From pd.date_range(\'2016-01\', \'2016-05\', freq=\'M\', ).strftime(\'%Y-%m\')
, the last month is 2016-04
, but I was expecting it to be 2016
The explanation for this issue is that the function pd.to_datetime()
converts a '%Y-%m'
date string by default to the first of the month datetime, or '%Y-%m-01'
:
>>> pd.to_datetime('2016-05')
Timestamp('2016-05-01 00:00:00')
>>> pd.date_range('2016-01', '2016-02')
DatetimeIndex(['2016-01-01', '2016-01-02', '2016-01-03', '2016-01-04',
'2016-01-05', '2016-01-06', '2016-01-07', '2016-01-08',
'2016-01-09', '2016-01-10', '2016-01-11', '2016-01-12',
'2016-01-13', '2016-01-14', '2016-01-15', '2016-01-16',
'2016-01-17', '2016-01-18', '2016-01-19', '2016-01-20',
'2016-01-21', '2016-01-22', '2016-01-23', '2016-01-24',
'2016-01-25', '2016-01-26', '2016-01-27', '2016-01-28',
'2016-01-29', '2016-01-30', '2016-01-31', '2016-02-01'],
dtype='datetime64[ns]', freq='D')
Then everything follows from that.
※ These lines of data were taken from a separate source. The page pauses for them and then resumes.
PR #960, opened 2019-02-15
vm functions refactoring

lmakarov:
- Dropped unused vm use cases
  - `vm create`
  - `vm active`
  - `vm ip <IP>`
- Deprecated `fin vm start/stop` in favor of `fin system start/stop`

### DIFF
--- a/bin/fin
+++ b/bin/fin
@@ -774,7 +774,7 @@ check_docker_running ()
 
 	if [[ ${docker_status} -eq 255 ]] && (! is_docker_native && ! is_wsl); then
 		echo-yellow "It looks like '$DOCKER_MACHINE_NAME' docker machine is not running."
-		_confirm "Run 'fin vm start' to start it now?"
+		_confirm "Start it now?"
 		docker_machine_start
 		if_failed "Could not start Docksal docker machine properly"
 		# re-check status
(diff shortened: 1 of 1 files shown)


bin/fin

Specifying freq='M'
includes month ends between 2016-01-01 and 2016-05-01, which is the list you receive and excludes 2016-05-31. But specifying month starts 'MS'
like the second answer provides, includes 2016-05-01 as it falls within the range. pd.date_range()
default behavior isn't like the range
method since ends are included. From the docs:
closed controls whether to include start and end that are on the boundary. The default includes boundary points on either end.